Issue pre-processing TCGA slides

dddavid4real / HistGen

[MICCAI 2024] Official Repo of "HistGen: Histopathology Report Generation via Local-Global Feature Encoding and Cross-modal Context Interaction"

Apache License 2.0

42 stars 2 forks source link

Issue pre-processing TCGA slides #7

Closed BenPashley closed 3 months ago

BenPashley commented 4 months ago

Hi,

I am following your instructions using your implementation of CLAM to extract the patches and generate the h5 files. When I get to processing the larger slides, I get the following error.

Maximum support image dimension is 65500

How did you manage to overcome this limitation using your CLAM implementation? As per the other issue, I am unable to download all of your pt files efficiently due to the download limitation of Sharepoint (although keen to repeat your process end to end).

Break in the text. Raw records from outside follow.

PR #531, opened 2023-07-19
feat(webhook): add body as map

igpetrov:
feat(webhook): add body as map


core/src/main/java/io/camunda/connector/api/inbound/webhook/WebhookProcessingPayload.java
```diff
@@ -31,6 +31,11 @@ public interface WebhookProcessingPayload {
    */
   String method();
 
+  /**
+   * @return HTTP Request body as {@link Map}
+   */
+  Map<String, Object> body();
```
sbuettner, line 37: What if the "body" is just a string?

sbuettner: @igpetrov What about a json value like a plain json string `"my body"` and/or a list like `[1,2,3]`. Shouldnt we also support that? Therefore maybe `Object` would be fine.

igpetrov: Removed in new version

igpetrov:
@sbuettner please take a look at another round and its [related bundle implementation](https://github.com/camunda/connectors-bundle/pull/925).

Thank you.

core/src/main/java/io/camunda/connector/api/inbound/webhook/WebhookProcessingResult.java
```diff
@@ -27,21 +28,9 @@
 public interface WebhookProcessingResult {
```
sbuettner, line 28: Can we rename it to `WebhookResult`?

core/src/main/java/io/camunda/connector/api/inbound/webhook/WebhookProcessingResult.java
```diff
@@ -52,4 +41,8 @@ default Map<String, String> params() {
   default Map<String, Object> connectorData() {
     return Collections.emptyMap();
   }
+
+  default Function<WebhookProcessResultContext, Object> responseBodyExpression() {
```
sbuettner, line 45: Can we rename it to `WebhookResultContext`?

sbuettner (commented):
Looks good to me just a naming nit for consistency.

core/src/main/java/io/camunda/connector/api/inbound/webhook/WebhookProcessingResult.java
igpetrov: Can do that.

core/src/main/java/io/camunda/connector/api/inbound/webhook/WebhookProcessingResult.java
igpetrov: I think, that would be not nice, because we have `WebhookProcessResultContext` and `WebhookTriggerResultContext`. WDYT @sbuettner ?

chillleader (approved):
LGTM

core/src/main/java/io/camunda/connector/api/inbound/webhook/WebhookProcessingResult.java
igpetrov: Consider the following snippet:

```
      var webhookResult =
          ((WebhookConnectorExecutable) connector.executable()).triggerWebhook(payload);
      var ctxData = toWebhookTriggerResultContext(webhookResult);
      InboundConnectorResult<?> result = connector.context().correlate(ctxData);
      var processVariablesContext = toWebhookProcessResultContext(webhookResult, result);
      var httpResponseData = webhookResult.responseBodyExpression().apply(processVariablesContext);
      connectorResponse = ResponseEntity.ok(httpResponseData);
```

core/src/main/java/io/camunda/connector/api/inbound/webhook/WebhookProcessingResult.java
igpetrov: Done

core/src/main/java/io/camunda/connector/api/inbound/webhook/WebhookProcessingResult.java
igpetrov: - `WebhookTriggerResultContext` result returned from webhook `triggerWebhook` method. The data will be supplied to Zeebe.
- `WebhookProcessResultContext` result returned from runtime - contains webhook process variables + correlation result. It will be post-processed by a response expression function to refine the final result.

> What about `WebhookResponseContext`?

The webhook response is close to `WebhookTriggerResultContext` - this what is returned from actual webhook execution, so I am not in favor of this name.

> As this is what the response is based on?

Yes, but this is not really a webhook response. It's runtime response. It contains both webhook and zeebe correlation result. It can potentially contain other variables if we wish to implement those at some point.

sbuettner: My point was to rename `WebhookProcessResultContext` to `WebhookResponseContext` as this is the context where the response is evaluated.

sbuettner: As `WebhookProcessResultContext` has nothing to do with a process. Its the combination of correlation, request and connectorData.

igpetrov: For me, both names are okay-ish. Naming is hard, you know :)

Updated.

sbuettner: It is :)

sbuettner (approved):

Any help and guidance would be much appreciated!

Ben

dddavid4real commented 4 months ago

Hi,

In the .sh script for patch segmenting, you could add this line of code at the start to mitigate this error:

export OPENCV_IO_MAX_IMAGE_PIXELS=10995116277760

Let me know if this works out.

For the downloading issue, we currently don't have a better solution either. So a possible way is to extract them using the original WSIs. And if you are using a personal PC, try to synchronize the files using Onedrive rather than downloading them directly.

BenPashley commented 4 months ago

Many thanks. I managed to resolve the issue by replacing your version of wsi_core/WholeSlideImage.py from the CLAM repo. That said, you mention that your version is accelerated. Is there anything else I should consider with not using your version?

dddavid4real commented 4 months ago

Hi, main acceleration is implemented in the extract_features_fp.py file (used for feature extraction). If any error occurs during feature extraction, you could put back our original wsi_core/WholeSlideImage.py to try mitigating the errors.

Feel free to report any unexpected problems!